Baby boy,
Baby boy,
I am supposed to be writing my prompts for my teaching application right now, but instead here I am. I would rather talk to you than sit here and try and figure out how to sell myself to get a job. In all honesty, I haven’t had to write an essay since grad school in 2009 so I’m making it a lot more difficult than it should be.
I miss you this morning. I know I always miss you, but there’s just a sadness today that has no explanation. Nothing set me off, but I’m sitting here with tears falling from my eyes.
I haven’t figured out what to do yet on the year marker. I am thinking I want to include something that is giving back to other people or the community. Who you were to your core was the caring boy who just wanted to help other people and make others happy.
My first Mother’s Day without you will be here in a few days. Last year, it was just all four of you and I hanging out together. We went to Dog Beach on Hickam with Madalynn, Elenore, and their mom. You guys spent a lot of time trying to catch little fish in your buckets. I’m thankful we had that day. For dinner, I just went to the commissary, and we got the easiest things, frozen pizza, sushi, and Luchables for dinner and then we watched a movie of my choice.
There were a lot of things going on in the background of my mind that day. Things happened the night before, but you four were there for me and to love me. You had no idea at the time, but I am so incredibly thankful for my babies. If it weren’t for you guys, I don’t think I would have made it through everything that happened and transpired in my life over this time. I wish I had appreciated it more at the time, but instead I was stuck on proving to myself that I was worth something and didn’t take the time to really soak in all the times with you guys.
We did a ton of things and spent a ton of time together through your few years on this Earth. I got extra time with you because of Covid, I got extra time because I chose not to start you in kindergarten until you turned six, and I had a lot more time because I chose to homeschool you our first year and a half in Hawaii. I can look back now and be so thankful and show gratitude for all of those things, but at the time I was always in my head about failing as a mother.
I wrote that earlier part this morning, it is now evening. The day didn’t get any better and I had no explanation or trigger for anything. Everyone gets to stay up later tonight because daddy’s change of command ceremony is today. Remember the ceremony back in October of 2023 when daddy took command? You guys all looked so amazing. As with most of daddy’s Army events, you guys were bored and wanted them to end quicker than they were. I swear you started to fall asleep during that one while we were waiting for it to start. Your favorite part was when you guys got the candy leis, and it had the sour ooze in it. Tonight, daddy hands over command and his time is done. I’m sure you’ll be watching him and cheering him on.
We got very lucky with where daddy worked and who he worked with. Everyone in his company and battalion were so essential to our healing, especially right after you passed. They fought parking tickets on our van, rode our families and friends to and from the hospital, helped plan, set up, and clean up after your Celebration of Life, cleaned the house, brought food, and even got attacked by Apollo for us. In Apollo’s defense, he was trying to protect our home since nobody was home. In daddy’s thirteen years in the Army, we had never had such a community come together like that for us. I was and still am so grateful for everything they did for us.

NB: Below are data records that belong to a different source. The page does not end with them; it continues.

Issue #1333, opened 2022-05-20
Phase out `internal` visibility


DanielKamkha:
`internal` visibility in LIME IDL was introduced years ago as a tool to prevent exposure of interim/WIP features to the public APIs while they are being worked on. It never worked completely, with only Swift supporting exact "internal" semantics. Java generator uses "package-private" visibility as "internal", and C++ just ignores `internal` completely. 

With the introduction of Dart generator, the situation worsened considerably: as Dart language only has "public" and "file-private" as visibility level, `internal` became "public" in Dart as well. So inefficient attempts to combat that were made, but in the end Dart language design prevailed.

Overall, the current state of `internal` is a large maintenance burden on Gluecodium code itself, and also a source of unending headaches for our internal projects that use Gluecodium to generate public APIs.

Currently, in out internal projects, there are three major use cases for `internal`:
* really "internal", a (small) generated API surface that is exposed to be used by some bits of hand-written code in Java or Swift.
* work-in-progress, but already used in C++ production code.
* work-in-progress, but not even used in C++, outside of non-production "experimental" builds.

Accordingly, the proposal is to replace each of these three differently:
* for the "real" internal usage, introduce an `@Internal` attribute, de-emphasizing the feature and, ideally, restricting its usage to type-level only (i.e. no more internal functions, internal fields, etc.).
* for the "WIP but we use it in C++" case, `@Skip(Java, Swift, Dart)` is a perfect solution that can be applied immediately, with no Gluecodium changes needed.
* for the "WIP experimental" case, `@EnableIf("MyExperimentalTag")` can be used, with appropriate build-system-level tags, also with no Gluecodium changes.

With this approach, `internal` visibility usage can be phase out and, eventually, `internal` support removed from Gluecodium completely.

DanielKamkha:
In the end, this proves to be infeasible. The only real change coming out if this is reducing leakage of "internal" things in Dart:
* make "internal" fields file-private in Dart
* auto-skip "internal" functions and properties in Dart

PR #1348, opened 2022-05-30
Add preliminary support for `@Internal` attribute

DanielKamkha:
Added support for `@Internal` attributes. Currently this attribute has the same
effect as `internal` visibility, with a limitation that the attribute only work
on type declarations (i.e. it doesn't work on functions, properties,
fields, and constants).

The attribute could be used interchangeably instead of- or redundantly
together with `internal` visibility. This is intended to help a gradual
phase-out of the visibility syntax.

See: #1333


DanielKamkha:
Needs some Dart support as well (with semantics of excluding the type from exports).

Hsilgos (dismissed):

Hsilgos (approved):

Issue #1355, opened 2022-05-31
Add support for "constant references"


DanielKamkha:
A use case has come up in our internal API research where it would be useful to have a LIME IDL definition that initializes a struct field with some LIME-defined constant. This is currently not supported, as the LIME model does not have a notion of a "reference to constant".

The templates for the output languages need to support this as well.

PR #1361, opened 2022-06-02
Add missing includes/imports for struct initializers and enumerator refs

DanielKamkha:
See: #1355


DanielKamkha:
Needs to be expanded to other generators as well. Needs more tests: cross-package enums, external enums.

PR #1379, opened 2022-06-16
Always skip internal functions in Dart

DanielKamkha:
Updated Dart generator and templates to always skip "internal" functions,
properties, constructors, and field constructors. That prevents accidental leaks
of internal APIs to public (the leaks happen due to lack of real "internal"
visibility in Dart).

See: #1333


DanielKamkha:
Breaking change. Postponing to combine with other upcoming breaking changes.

I still don’t think everything happens for a reason, but I do believe we were meant to be where we were and surrounded by the people we were when we lost you. I’m hoping tomorrow is a better day. I love you more than anything, my baby boy. Watch over us because I’m struggling. Goodnight and sweet dreams.
Elijah wants to say, “Isaiah, I am so sorry you died. Well when I die we can do all the favorite things we did when you were alive. I love you Isaiah, well I’m going to go back and watch tv, okay?”